▶ _TASK TO CARRY OUT_
Return every line of the entries that includes the word "async".

▶ _EXERCISE MATERIALS_

PR #1100, opened 2026-08-03
feat(sr): support Session Replay in hybrid iOS apps via per-engine slot routing

JuanNaranjoDD:
### What and why?

Session Replay assumed Flutter owned the whole screen, so records from an embedded engine had nowhere to go. Add a slot-based path that lets the native player composite Flutter records into the host's embedded_view placeholder.

### How?

Each FlutterViewController opts in by calling enableDatadogSessionReplay(), which registers the controller against its engine's binary messenger and mints a slot ID on its view via the embedding SDK's view.dd.sessionReplaySlotID. The native recorder picks that view up as an embedded_view placeholder wireframe; the Flutter side stamps its own records with the same slot ID, so the player knows where to draw them.

Routing is per-engine rather than per-process. Slot lookup goes through the engine's messenger, so several engines can record at once without stealing each other's context — the Dart side re-resolves its slot on didChangeMetrics and pushes it down via setSlotId, which also flushes any segments buffered before the embedding state was known.

Records then leave through the native message bus as FeatureMessage.embeddedContent instead of being written to a standalone SR segment. When no slot is present the plugin stays in standalone mode and behaves exactly as before, so pure-Flutter apps are unaffected.

The embedded_view placeholder, the slot ID association, and the embeddedContent message are Guille's work in dd-sdk-ios — this PR is the Flutter-side consumer of that API. datadog_session_replay's pubspec now requires datadog_flutter_plugin: ^3.5.0 so pub keeps the two in step and the core package can't ship without those changes.

### Review checklist


packages/datadog_session_replay/ios/datadog_session_replay/Sources/Swift/DatadogSessionReplayPlugin.swift
```diff
@@ -29,18 +32,15 @@ public class DatadogSessionReplayPlugin: NSObject, FlutterPlugin {
...
             result(FlutterMethodNotImplemented)
         }
     }
-
-    public func detachFromEngine(for registrar: FlutterPluginRegistrar) {
-        // Null out the context callback only if this engine is the registered owner.
-        // Prevents a detaching secondary engine from clearing a live engine's callback,
-        // which would cause DLRT_GetFfiCallbackMetadata crashes on the next context update.
-        FlutterSessionReplay.detachFromEngine(messenger: registrar.messenger() as AnyObject)
-    }
```
fuzzybinary, line 45: Some version of this is actuallly probably necessary cleanup to prevent the crash on force close.

packages/datadog_session_replay/ios/datadog_session_replay/Sources/Swift/FlutterSessionReplayBridge.swift
```diff
@@ -43,19 +52,48 @@ public func __datadog_session_replay_keep_symbols() {
...
-    // Static properties so the callback and feature survive engine detach/re-attach cycles,
-    // mirroring the Android FlutterSessionReplayBridge singleton pattern.
-    internal static var contextCallback: ((FlutterRUMCoreContext?) -> Void)?
-    internal static var feature: FlutterSessionReplayFeature?
+    /// The coordinator shared with every other engine's bridge.
+    internal let manager: FlutterSessionReplayManager
+
+    /// Creates a bridge backed by the process-wide coordinator. This is the initializer Dart
+    /// calls over FFI, so it must stay `@objc` and argument-free.
+    @objc public override convenience init() {
```
fuzzybinary: The comment here is a bit misleading. We technically could change the Dart to use a different `alloc / init` pattern from Objective-C if there was a need, but we're choosing to leave it this way because using `FlutterSessionReplayManager.shared` makes sense as a sensible default and simplifies the binding.

packages/datadog_session_replay/ios/datadog_session_replay/Sources/Swift/FlutterSessionReplayBridge.swift
```diff
@@ -43,19 +52,48 @@ public func __datadog_session_replay_keep_symbols() {
...
+        self.init(manager: .shared)
+    }
+
+    /// Creates a bridge backed by `manager`, so tests can substitute the coordinator.
```
fuzzybinary: This comment has a very hight chance of being eventually wrong if we ever do decide, for some reason, to split out managers.

Better to put something like it's "primarily used in tests".

packages/datadog_session_replay/ios/datadog_session_replay/Sources/Swift/FlutterSessionReplayManager.swift
```diff
@@ -0,0 +1,249 @@
...
+    /// The shared feature, registered on the first engine to enable.
+    internal private(set) var feature: FlutterSessionReplayFeature?
+
+    /// Retained so embedded engines can post records to the native SR message bus.
+    private var core: DatadogCoreProtocol?
+
+    /// Weak set of every live engine bridge. The single `RUMContextReceiver` fans out to all
+    /// of them (see `broadcastContext`), so every engine — not just the last to enable —
+    /// receives live RUM context updates. Entries clear automatically when an engine's
+    /// bridge is released.
```
fuzzybinary, line 39: Just want to make sure this was tested and confirmed?

packages/datadog_session_replay/lib/src/datadog_session_replay.dart
```diff
@@ -82,6 +82,15 @@ class DatadogSessionReplay {
...
     _recorder.onContextChanged(context);
+
+    // Force the next capture tick to run. A RUM context change (notably a view
+    // change) requires a fresh snapshot for the new view, but captures are normally
+    // gated on `_newFrameBuilt`, which is only set when Flutter builds a frame. In
+    // hybrid add-to-app the native RUM view can change while an embedded Flutter panel
+    // is static (no new frame), so without this the new view's snapshot is deferred
+    // until the next interaction. `onContextChanged` only fires on actual context
+    // changes, so this doesn't add per-frame work.
+    // _newFrameBuilt = true;                       // This might not be necessary. Let's wait until the player ships to see whether we need to add it.
```
fuzzybinary: Let's remove this comment and just track it with a JIRA ticket if we can. I would rather the comment not accidentally stick around.

fuzzybinary (changes requested):
A few minor changes to address.

Do we want to make sure the hybrid sample application has Session Replay? It might also benefit from a slight redesign that actually looks like an actual app if you're up for it.

fuzzybinary (commented):
This LGTM, but all Unit tests are failing. Can we look into that and I'll re-review when that's updated?

fuzzybinary (approved):

PR #1105, opened 2026-08-04
feat!: Require a `service` name when configuring Datadog

fuzzybinary:
### What and why?

Service is required for Datadog, but we attempt to find a sensible default for most SDKs. Unfortunately, Browser does not really have an available "sensible default", and the default we're using on Desktop is the name of the executable, which isn't ideal.

To prevent any confusing issues, v4 is now going to require a service be set instead of trying to guess at a sensible value.

refs: RUM-17896

### Review checklist

### DIFF
--- a/examples/simple_example/lib/main.dart
+++ b/examples/simple_example/lib/main.dart
@@ -43,6 +43,7 @@ void main() async {
           clientToken: clientToken,
           env: env,
           site: siteConfig.datadogSite,
+          service: 'com.datadoghq.example.flutter',
           loggingConfiguration: DatadogLoggingConfiguration(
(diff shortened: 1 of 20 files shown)


rtrieu (dismissed):

kikoveiga (dismissed):
Claude noticed the `service` is missing in `packages/datadog_flags_flutter/README.md` code snippets, could you add it there? Might be similar for other `README` files.

fuzzybinary:
> Claude noticed the `service` is missing in `packages/datadog_flags_flutter/README.md` code snippets, could you add it there? Might be similar for other `README` files.

Yes good call Claude / @kikoveiga. I'll update them.

rtrieu (approved):

PR #1108, opened 2026-08-07
fix(flags): avoid Flutter Web intake preflights

leoromanovsky:
## Motivation

Flutter Web sends Flags intake requests with custom Datadog headers. Browsers send an OPTIONS preflight, and intake returns HTTP 403. Evaluation and exposure telemetry then fail.

## Changes and Decisions

This change matches the browser intake transport. Web requests use text/plain and put public intake metadata in query parameters. Evaluation uploads use newline-delimited JSON with Datadog context on each event. Native request headers and payloads remain unchanged. A Chrome integration test records cross-origin requests and rejects any OPTIONS request.

## Validation

Ran the new test in Chrome against the local recording server. The recorder received one POST to flagevaluation and no OPTIONS request.

### DIFF
--- a/packages/datadog_flags/lib/src/evaluation_aggregator.dart
+++ b/packages/datadog_flags/lib/src/evaluation_aggregator.dart
@@ -259,7 +259,9 @@ class EvaluationAggregator {
   Map<String, Object?> _webDatadogContext() {
     final applicationId = runtime.datadogConfig.applicationId;
     return _removeNullValues({
+      'env': runtime.datadogConfig.env,
       'service': runtime.datadogConfig.service,
+      'version': runtime.datadogConfig.version,
       'rum': applicationId == null
           ? null
           : {
--- a/packages/datadog_flags/lib/src/evaluation_aggregator.dart
+++ b/packages/datadog_flags/lib/src/evaluation_aggregator.dart
@@ -171,16 +171,15 @@ class EvaluationAggregator {
     List<_AggregatedEvaluation> evaluations, {
     required bool rescheduleOnFailure,
   }) async {
-    final nativeBody = jsonEncode({
-      'context': _datadogContext(),
-      'flagEvaluations': evaluations.map((e) => e.toJson()).toList(),
-    });
     final request = buildFlagsIntakeRequest(
       endpoint: _evaluationEndpoint(),
       clientToken: runtime.datadogConfig.clientToken,
       nativeContentType: 'application/json',
-      nativeBody: nativeBody,
-      webBody: evaluations.map(_webEvaluationJson).join('\n'),
+      nativeBodyBuilder: () => jsonEncode({
+        'context': _datadogContext(),
+        'flagEvaluations': evaluations.map((e) => e.toJson()).toList(),
+      }),
+      webBodyBuilder: () => evaluations.map(_webEvaluationJson).join('\n'),
     );
 
     try {
--- a/packages/datadog_flags/lib/src/evaluation_aggregator.dart
+++ b/packages/datadog_flags/lib/src/evaluation_aggregator.dart
@@ -7,13 +7,12 @@ import 'dart:async';
 import 'dart:convert';
 
 import 'package:meta/meta.dart';
-import 'package:uuid/uuid.dart';
 
 import 'assignment.dart';
 import 'evaluation_context.dart';
 import 'flags_runtime.dart';
+import 'intake_request.dart';
 import 'json_value.dart';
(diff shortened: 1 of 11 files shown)


fuzzybinary:
@codex review

packages/datadog_flags/test/evaluation_aggregator_test.dart
```diff
@@ -80,6 +79,13 @@ void main() {
         'companyId': '1',
         'plan': 'pro',
       },
+      if (isWebFlagsIntake)
+        'dd': {
+          'service': 'shopping-cart',
+          'rum': {
+            'application': {'id': 'application-id'},
+          },
+        },
```
barboraplasovska, line 90: This expected dd maps only asserts `service` and `rum`, once `_webDatadogContext()` is fixed to include `env/version` it should verify those as well.

packages/datadog_flags/lib/src/evaluation_aggregator.dart
```diff
@@ -239,14 +238,34 @@ class EvaluationAggregator {
...
+      event['context'] = eventContext;
+    }
+    return jsonEncode(event);
+  }
+
+  Map<String, Object?> _webDatadogContext() {
+    final applicationId = runtime.datadogConfig.applicationId;
+    return _removeNullValues({
+      'service': runtime.datadogConfig.service,
+      'rum': applicationId == null
```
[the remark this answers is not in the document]
barboraplasovska: I agree with this!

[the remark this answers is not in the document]
leoromanovsky: Added env and application version to each Flutter Web evaluation event context.dd in commit 764cb4b4. The real Chrome integration test still records one POST and no OPTIONS.

packages/datadog_flags/test/evaluation_aggregator_test.dart
leoromanovsky: Updated both web payload assertions and the real Chrome integration test to verify env and version in commit 764cb4b4.

packages/datadog_flags/lib/src/evaluation_aggregator.dart
barboraplasovska: `_webDatadogContext()` and `_datadogContext()` are identical

packages/datadog_flags/lib/src/evaluation_aggregator.dart
```diff
@@ -172,24 +171,24 @@ class EvaluationAggregator {
...
+    final nativeBody = jsonEncode({
       'context': _datadogContext(),
       'flagEvaluations': evaluations.map((e) => e.toJson()).toList(),
     });
+    final request = buildFlagsIntakeRequest(
+      endpoint: _evaluationEndpoint(),
+      clientToken: runtime.datadogConfig.clientToken,
+      nativeContentType: 'application/json',
+      nativeBody: nativeBody,
+      webBody: evaluations.map(_webEvaluationJson).join('\n'),
```
barboraplasovska: `webBody` is built on every flush even on native where it's unused, consider only building it when the platform actually needs it

packages/datadog_flags/lib/src/intake_platform.dart
```diff
@@ -0,0 +1,7 @@
+// Unless explicitly stated otherwise all files in this repository are licensed
+// under the Apache License Version 2.0. This product includes software
+// developed at Datadog (https://www.datadoghq.com/).
+// Copyright 2019-Present Datadog, Inc.
+
+export 'intake_platform_native.dart'
+    if (dart.library.js_interop) 'intake_platform_web.dart';
```
barboraplasovska: /question Why are we using `dart.library.js_interop` here instead of the `dart.library.io` check the rest of the repo uses (`ddlogs_method_channel.dart`, `datadog_sdk_method_channel.dart`)?

leoromanovsky: Changed the conditional export to match the repository pattern in commit da02c935. It now defaults to the web implementation and selects native when dart.library.io is available. Native and Chrome tests pass.

packages/datadog_flags/lib/src/evaluation_aggregator.dart
leoromanovsky: Changed request bodies to lazy builders in commit da02c935. The request builder now invokes only the selected platform callback. A new native and Chrome regression test verifies this behavior.

barboraplasovska (approved):

Issue #1062, opened 2026-06-15
[iOS] NSInternalInconsistencyException crash in DatadogRumPlugin — onSessionStart callback invokes methodChannel on torn-down Flutter engine


Anderzzon:
### Stack trace

Fatal Exception: NSInternalInconsistencyException
  0  CoreFoundation   __exceptionPreprocess
  1  libobjc.A.dylib  objc_exception_throw
  2  Foundation       _userInfoForFileAndLine
  3  Flutter          (Missing UUID 4c4c44de55553144a112d59d3471022b)
  4  Flutter          (Missing UUID 4c4c44de55553144a112d59d3471022b)
  5  Flutter          (Missing UUID 4c4c44de55553144a112d59d3471022b)
  6  Runner           closure #1 in closure #1 in DatadogRumPlugin.enable(arguments:call:) + 405 (DatadogRumPlugin.swift:405)
  7  Runner           <deduplicated_symbol>
  8  libdispatch      _dispatch_call_block_and_release
  9  libdispatch      _dispatch_client_callout
  10 libdispatch      _dispatch_main_queue_drain
  ...

### Volume

1 user so far

### Affected SDK versions

v3.x

### Does the crash manifest in the latest SDK version?

Yes

### Setup Type

Flutter Application

### Other relevant information

A fatal NSInternalInconsistencyException crash occurs on iOS inside DatadogRumPlugin.enable, specifically in the onSessionStart closure dispatched to the main queue. The crash is reported as fatal in Crashlytics.

fuzzybinary:
Hi @Anderzzon ,

Thanks for reporting and sorry for the inconvenience!

Can you give us a little bit more information about your setup? Are you in a Hybrid app or is this a normal Flutter application? Additionally, do you have any steps that might reproduce the issue?

I see something we can change that might fix your issue, but I'd love to try to have a reproducible case before I make any assumptions.

Anderzzon:
Hi,
Thank you for looking into this, it is a normal Flutter application.
I haven't been able to reproduce this myself yet, this is a crash reported from Crashlytics on an iPhone 15 running iOS 26.5.0. 
It looks like it happens at the same time as the app is put into background.

fuzzybinary:
Thanks @Anderzzon,

[...]

PR #1115, opened 2026-08-11
fix: Attempt to avoid crashes caused by forced app termination

fuzzybinary:
### What and why?

When Flutter is shutting down due to a force close (willTerminateNotification), it doesn't inform plugins that they need to detach from the engine. If a background thread is in the middle of calling a mapper or performing onContextChange, this can cause a crash.

To avoid this, we listen to `willTerminate` directly, and ensure we've torn down these functions so they can't be called accidentally. Since the whole application is going away, we don't have to worry about Flutter attempting to reattach an engine.

As part of this, refactor some the plugins to prevent similar issues, and make the setup for this detach more consistent.

This crash is incredibly difficult to reproduce, so we are guessing that this is a complete solution for preventing it.

refs: #1062

### Review checklist

### DIFF
--- a/packages/datadog_flutter_plugin/ios/datadog_flutter_plugin/Sources/datadog_flutter_plugin/DatadogRumPlugin.swift
+++ b/packages/datadog_flutter_plugin/ios/datadog_flutter_plugin/Sources/datadog_flutter_plugin/DatadogRumPlugin.swift
@@ -58,15 +58,16 @@ public extension RUM.Configuration {
 
 // swiftlint:disable:next type_body_length
 public class DatadogRumPlugin: NSObject, FlutterPlugin {
-    /// Assigned by `register(with:)` rather than by `init`, because `instance` is created before any
-    /// registrar exists. Internal so tests can seed and inspect it.
-    internal var methodChannel: FlutterMethodChannel?
+    /// No-op: registration now happens per-instance via `attachToEngine(registrar:)`, called by
+    /// `DatadogSdkPlugin`, which owns one `DatadogRumPlugin` instance per engine. This static method
+    /// only exists to satisfy `FlutterPlugin` conformance and is never actually invoked, since this
+    /// type is not listed in `GeneratedPluginRegistrant` (only `DatadogSdkPlugin` is).
+    public static func register(with registrar: FlutterPluginRegistrar) {}
 
-    public static let instance =  DatadogRumPlugin()
-    public static func register(with registrar: FlutterPluginRegistrar) {
+    func attachToEngine(registrar: FlutterPluginRegistrar) {
         let channel = FlutterMethodChannel(name: "datadog_sdk_flutter.rum", binaryMessenger: registrar.messenger())
-        instance.methodChannel = channel
-        registrar.addMethodCallDelegate(instance, channel: channel)
+        methodChannel = channel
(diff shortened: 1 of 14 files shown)


simaoseica-dd:
@codex review

packages/datadog_session_replay/ios/datadog_session_replay/Sources/Swift/DatadogSessionReplayPlugin.swift
```diff
@@ -55,7 +62,37 @@ public class DatadogSessionReplayPlugin: NSObject, FlutterPlugin {
...
+    private func observeEngineTeardown() {
+        NotificationCenter.default.addObserver(
+            self,
+            selector: #selector(engineWillTearDown),
+            name: UIApplication.willTerminateNotification,
+            object: nil
+        )
+    }
+
+    /// Internal rather than private so tests can drive it without posting the real notification,
```
simaoseica-dd: > tests can drive it without posting the real notification

You could take advantage of DI in these entities by injecting the notificationCenter, in the constructor. 
For tests it would help because you could inject a `NotificationCenterMock`

fuzzybinary:
@codex review

packages/datadog_flutter_plugin/ios/datadog_flutter_plugin/Sources/datadog_flutter_plugin/DatadogRumPlugin.swift
```diff
@@ -398,14 +431,17 @@ public class DatadogRumPlugin: NSObject, FlutterPlugin {
     private func enable(arguments: [String: Any?], call: FlutterMethodCall) {
         let configArg = arguments["configuration"] as? [String: Any?]
         if rum == nil {
-            if let configArg = configArg,
-               var config = RUM.Configuration(fromEncoded: configArg) {
+            if RUM._internal.isEnabled() {
+                // Another engine's instance already configured RUM; just attach to it.
+                rum = RUMMonitor.shared()
+                warnIfConfigMismatch(configArg)
```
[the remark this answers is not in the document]
fuzzybinary: This will have to be a known gap, at least until we see an actual instance of this being needed. Most uses cases should only have one engine initializing Datadog, even if multiple exist.

packages/datadog_flutter_plugin/ios/datadog_flutter_plugin/Sources/datadog_flutter_plugin/DatadogSdkPlugin.swift
```diff
@@ -113,20 +113,27 @@ public class DatadogSdkPlugin: NSObject, FlutterPlugin, DatadogFeature {
     var core: DatadogCoreProtocol?
     var oldConsolePrint: ((String, CoreLoggerLevel) -> Void)?
 
+    internal let rum = DatadogRumPlugin()
+    internal let logs = DatadogLogsPlugin()
+
     public init(channel: FlutterMethodChannel) {
```
simaoseica-dd: This entity could also receive the `notificationCenter` via constructor to help tests and not call `NotificationCenter.default` directly.

simaoseica-dd (dismissed):

simaoseica-dd (approved):

PR #1117, opened 2026-08-12
chore: Add package discovery + release plan foundation

fuzzybinary:
### What and why?

We're working on a new / simpler release process for all of the Flutter libraries, which will be necessary when we're close to 15+ with the new federation system. This is the first step to provide tooling that will be able to determine what changes occurred in each package and the nature of those changes are.

This portion replaces the hardcoded, federation-unaware package_list.dart approach with dynamic discovery (packages grouped by shared parent directory, ordered by publish dependency: platform interface -> impls -> app-facing) and a shared release_plan.dart that will let preview/prepare release tooling compute the same plan without duplicating logic.

Also started adding unit tests to better check our release tooling.

### Review checklist

### DIFF
--- a/tools/releaser/lib/package_discovery.dart
+++ b/tools/releaser/lib/package_discovery.dart
@@ -1,0 +1,181 @@
+// Unless explicitly stated otherwise all files in this repository are licensed under the Apache License Version 2.0.
+// This product includes software developed at Datadog (https://www.datadoghq.com/).
+// Copyright 2019-Present Datadog, Inc.
+
+import 'dart:io';
+
+import 'package:glob/glob.dart';
+import 'package:glob/list_local_fs.dart';
+import 'package:path/path.dart' as p;
+import 'package:pubspec_parse/pubspec_parse.dart';
+
+/// Suffix a federated package's platform-interface uses. Within a group,
+/// this one always releases first.
+const platformInterfaceSuffix = '_platform_interface';
+
+/// Suffixes of federated per-platform implementation packages. Within a
+/// group these are independent of each other -- any relative order among
+/// them is fine.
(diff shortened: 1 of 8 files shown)


fuzzybinary:
@codex review

tools/releaser/lib/package_discovery.dart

▶ _YOUR RESPONSE_
@@ -43,6 +43,7 @@ void main() async {
   }) async {
@@ -7,13 +7,12 @@ import 'dart:async';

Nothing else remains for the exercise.